Directions for this task: Would you please output the data exactly, omitting no line?
##### Supplied material #####
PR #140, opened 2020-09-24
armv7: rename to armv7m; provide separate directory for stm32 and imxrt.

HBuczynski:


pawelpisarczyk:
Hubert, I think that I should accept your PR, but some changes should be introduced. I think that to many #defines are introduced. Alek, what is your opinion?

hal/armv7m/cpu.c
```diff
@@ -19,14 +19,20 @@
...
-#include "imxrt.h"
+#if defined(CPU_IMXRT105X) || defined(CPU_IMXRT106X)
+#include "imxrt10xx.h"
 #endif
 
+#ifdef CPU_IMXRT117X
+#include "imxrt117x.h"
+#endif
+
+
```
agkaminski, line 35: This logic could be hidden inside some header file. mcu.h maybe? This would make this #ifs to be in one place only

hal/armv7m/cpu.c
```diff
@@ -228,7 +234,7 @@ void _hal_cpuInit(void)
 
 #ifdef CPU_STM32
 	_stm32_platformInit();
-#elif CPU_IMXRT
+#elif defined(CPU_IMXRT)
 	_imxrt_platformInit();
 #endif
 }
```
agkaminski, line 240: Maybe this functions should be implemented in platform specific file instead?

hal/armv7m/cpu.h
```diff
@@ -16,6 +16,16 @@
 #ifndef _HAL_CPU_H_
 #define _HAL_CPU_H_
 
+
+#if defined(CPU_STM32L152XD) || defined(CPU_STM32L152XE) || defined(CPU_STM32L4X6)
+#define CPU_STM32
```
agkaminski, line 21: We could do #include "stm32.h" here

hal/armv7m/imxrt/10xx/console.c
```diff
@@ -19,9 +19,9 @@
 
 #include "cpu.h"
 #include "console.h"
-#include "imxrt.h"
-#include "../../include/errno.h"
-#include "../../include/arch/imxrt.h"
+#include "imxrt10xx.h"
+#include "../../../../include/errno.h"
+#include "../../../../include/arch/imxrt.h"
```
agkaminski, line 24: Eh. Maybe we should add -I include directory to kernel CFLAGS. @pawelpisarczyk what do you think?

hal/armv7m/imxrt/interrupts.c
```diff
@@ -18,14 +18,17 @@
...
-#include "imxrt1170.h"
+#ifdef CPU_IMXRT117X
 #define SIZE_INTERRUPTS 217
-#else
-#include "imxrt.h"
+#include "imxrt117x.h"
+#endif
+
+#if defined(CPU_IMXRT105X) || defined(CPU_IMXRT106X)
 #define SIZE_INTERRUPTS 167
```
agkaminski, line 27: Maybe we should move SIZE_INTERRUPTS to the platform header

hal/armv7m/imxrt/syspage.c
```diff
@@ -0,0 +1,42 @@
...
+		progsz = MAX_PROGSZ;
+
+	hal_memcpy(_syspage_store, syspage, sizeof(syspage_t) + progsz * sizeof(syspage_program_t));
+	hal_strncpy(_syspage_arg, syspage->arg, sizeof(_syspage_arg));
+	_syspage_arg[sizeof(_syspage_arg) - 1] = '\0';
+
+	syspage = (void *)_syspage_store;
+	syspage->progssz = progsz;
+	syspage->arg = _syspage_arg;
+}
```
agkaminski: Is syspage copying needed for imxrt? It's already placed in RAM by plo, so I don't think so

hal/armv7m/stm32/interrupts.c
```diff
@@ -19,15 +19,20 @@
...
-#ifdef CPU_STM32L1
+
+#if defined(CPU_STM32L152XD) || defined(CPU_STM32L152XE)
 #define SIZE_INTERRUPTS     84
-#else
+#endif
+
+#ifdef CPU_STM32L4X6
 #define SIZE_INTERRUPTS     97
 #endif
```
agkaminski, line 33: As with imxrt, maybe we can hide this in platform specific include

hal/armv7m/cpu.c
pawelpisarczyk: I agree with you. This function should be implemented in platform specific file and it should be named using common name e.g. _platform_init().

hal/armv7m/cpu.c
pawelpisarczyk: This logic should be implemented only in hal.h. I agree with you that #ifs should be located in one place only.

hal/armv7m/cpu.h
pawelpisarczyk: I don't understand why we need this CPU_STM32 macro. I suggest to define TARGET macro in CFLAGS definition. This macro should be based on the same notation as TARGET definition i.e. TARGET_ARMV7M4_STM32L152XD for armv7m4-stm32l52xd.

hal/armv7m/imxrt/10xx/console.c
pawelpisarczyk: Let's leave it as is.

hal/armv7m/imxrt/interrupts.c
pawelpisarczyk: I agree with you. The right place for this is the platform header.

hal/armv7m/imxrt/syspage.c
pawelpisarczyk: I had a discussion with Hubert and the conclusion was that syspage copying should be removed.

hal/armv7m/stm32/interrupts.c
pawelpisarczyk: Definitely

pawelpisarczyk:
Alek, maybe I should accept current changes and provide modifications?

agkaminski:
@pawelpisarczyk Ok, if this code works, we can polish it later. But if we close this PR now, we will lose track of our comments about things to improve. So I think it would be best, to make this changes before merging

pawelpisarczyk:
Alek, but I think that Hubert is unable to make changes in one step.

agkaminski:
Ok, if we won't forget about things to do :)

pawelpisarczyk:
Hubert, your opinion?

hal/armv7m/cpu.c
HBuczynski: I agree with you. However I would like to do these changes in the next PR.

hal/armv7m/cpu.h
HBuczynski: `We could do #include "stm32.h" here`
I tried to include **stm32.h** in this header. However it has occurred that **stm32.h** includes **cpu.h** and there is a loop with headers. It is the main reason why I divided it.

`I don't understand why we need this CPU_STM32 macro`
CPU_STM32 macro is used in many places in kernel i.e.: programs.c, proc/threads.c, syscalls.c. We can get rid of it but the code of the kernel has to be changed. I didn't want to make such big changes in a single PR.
#####
Output of the exercise:
PR #140, opened 2020-09-24
armv7: rename to armv7m; provide separate directory for stm32 and imxrt.

HBuczynski:


pawelpisarczyk:
Hubert, I think that I should accept your PR, but some changes should be introduced. I think that to many #defines are introduced. Alek, what is your opinion?

hal/armv7m/cpu.c
```diff
@@ -19,14 +19,20 @@
...
-#include "imxrt.h"
+#if defined(CPU_IMXRT105X) || defined(CPU_IMXRT106X)
+#include "imxrt10xx.h"
 #endif
 
+#ifdef CPU_IMXRT117X
+#include "imxrt117x.h"
+#endif
+
+
```
agkaminski, line 35: This logic could be hidden inside some header file. mcu.h maybe? This would make this #ifs to be in one place only

hal/armv7m/cpu.c
```diff
@@ -228,7 +234,7 @@ void _hal_cpuInit(void)
 
 #ifdef CPU_STM32
 	_stm32_platformInit();
-#elif CPU_IMXRT
+#elif defined(CPU_IMXRT)
 	_imxrt_platformInit();
 #endif
 }
```
agkaminski, line 240: Maybe this functions should be implemented in platform specific file instead?

hal/armv7m/cpu.h
```diff
@@ -16,6 +16,16 @@
 #ifndef _HAL_CPU_H_
 #define _HAL_CPU_H_
 
+
+#if defined(CPU_STM32L152XD) || defined(CPU_STM32L152XE) || defined(CPU_STM32L4X6)
+#define CPU_STM32
```
agkaminski, line 21: We could do #include "stm32.h" here

hal/armv7m/imxrt/10xx/console.c
```diff
@@ -19,9 +19,9 @@
 
 #include "cpu.h"
 #include "console.h"
-#include "imxrt.h"
-#include "../../include/errno.h"
-#include "../../include/arch/imxrt.h"
+#include "imxrt10xx.h"
+#include "../../../../include/errno.h"
+#include "../../../../include/arch/imxrt.h"
```
agkaminski, line 24: Eh. Maybe we should add -I include directory to kernel CFLAGS. @pawelpisarczyk what do you think?

hal/armv7m/imxrt/interrupts.c
```diff
@@ -18,14 +18,17 @@
...
-#include "imxrt1170.h"
+#ifdef CPU_IMXRT117X
 #define SIZE_INTERRUPTS 217
-#else
-#include "imxrt.h"
+#include "imxrt117x.h"
+#endif
+
+#if defined(CPU_IMXRT105X) || defined(CPU_IMXRT106X)
 #define SIZE_INTERRUPTS 167
```
agkaminski, line 27: Maybe we should move SIZE_INTERRUPTS to the platform header

hal/armv7m/imxrt/syspage.c
```diff
@@ -0,0 +1,42 @@
...
+		progsz = MAX_PROGSZ;
+
+	hal_memcpy(_syspage_store, syspage, sizeof(syspage_t) + progsz * sizeof(syspage_program_t));
+	hal_strncpy(_syspage_arg, syspage->arg, sizeof(_syspage_arg));
+	_syspage_arg[sizeof(_syspage_arg) - 1] = '\0';
+
+	syspage = (void *)_syspage_store;
+	syspage->progssz = progsz;
+	syspage->arg = _syspage_arg;
+}
```
agkaminski: Is syspage copying needed for imxrt? It's already placed in RAM by plo, so I don't think so

hal/armv7m/stm32/interrupts.c
```diff
@@ -19,15 +19,20 @@
...
-#ifdef CPU_STM32L1
+
+#if defined(CPU_STM32L152XD) || defined(CPU_STM32L152XE)
 #define SIZE_INTERRUPTS     84
-#else
+#endif
+
+#ifdef CPU_STM32L4X6
 #define SIZE_INTERRUPTS     97
 #endif
```
agkaminski, line 33: As with imxrt, maybe we can hide this in platform specific include

hal/armv7m/cpu.c
pawelpisarczyk: I agree with you. This function should be implemented in platform specific file and it should be named using common name e.g. _platform_init().

hal/armv7m/cpu.c
pawelpisarczyk: This logic should be implemented only in hal.h. I agree with you that #ifs should be located in one place only.

hal/armv7m/cpu.h
pawelpisarczyk: I don't understand why we need this CPU_STM32 macro. I suggest to define TARGET macro in CFLAGS definition. This macro should be based on the same notation as TARGET definition i.e. TARGET_ARMV7M4_STM32L152XD for armv7m4-stm32l52xd.

hal/armv7m/imxrt/10xx/console.c
pawelpisarczyk: Let's leave it as is.

hal/armv7m/imxrt/interrupts.c
pawelpisarczyk: I agree with you. The right place for this is the platform header.

hal/armv7m/imxrt/syspage.c
pawelpisarczyk: I had a discussion with Hubert and the conclusion was that syspage copying should be removed.

hal/armv7m/stm32/interrupts.c
pawelpisarczyk: Definitely

pawelpisarczyk:
Alek, maybe I should accept current changes and provide modifications?

agkaminski:
@pawelpisarczyk Ok, if this code works, we can polish it later. But if we close this PR now, we will lose track of our comments about things to improve. So I think it would be best, to make this changes before merging

pawelpisarczyk:
Alek, but I think that Hubert is unable to make changes in one step.

agkaminski:
Ok, if we won't forget about things to do :)

pawelpisarczyk:
Hubert, your opinion?

hal/armv7m/cpu.c
HBuczynski: I agree with you. However I would like to do these changes in the next PR.

hal/armv7m/cpu.h
HBuczynski: `We could do #include "stm32.h" here`
I tried to include **stm32.h** in this header. However it has occurred that **stm32.h** includes **cpu.h** and there is a loop with headers. It is the main reason why I divided it.

`I don't understand why we need this CPU_STM32 macro`
CPU_STM32 macro is used in many places in kernel i.e.: programs.c, proc/threads.c, syscalls.c. We can get rid of it but the code of the kernel has to be changed. I didn't want to make such big changes in a single PR.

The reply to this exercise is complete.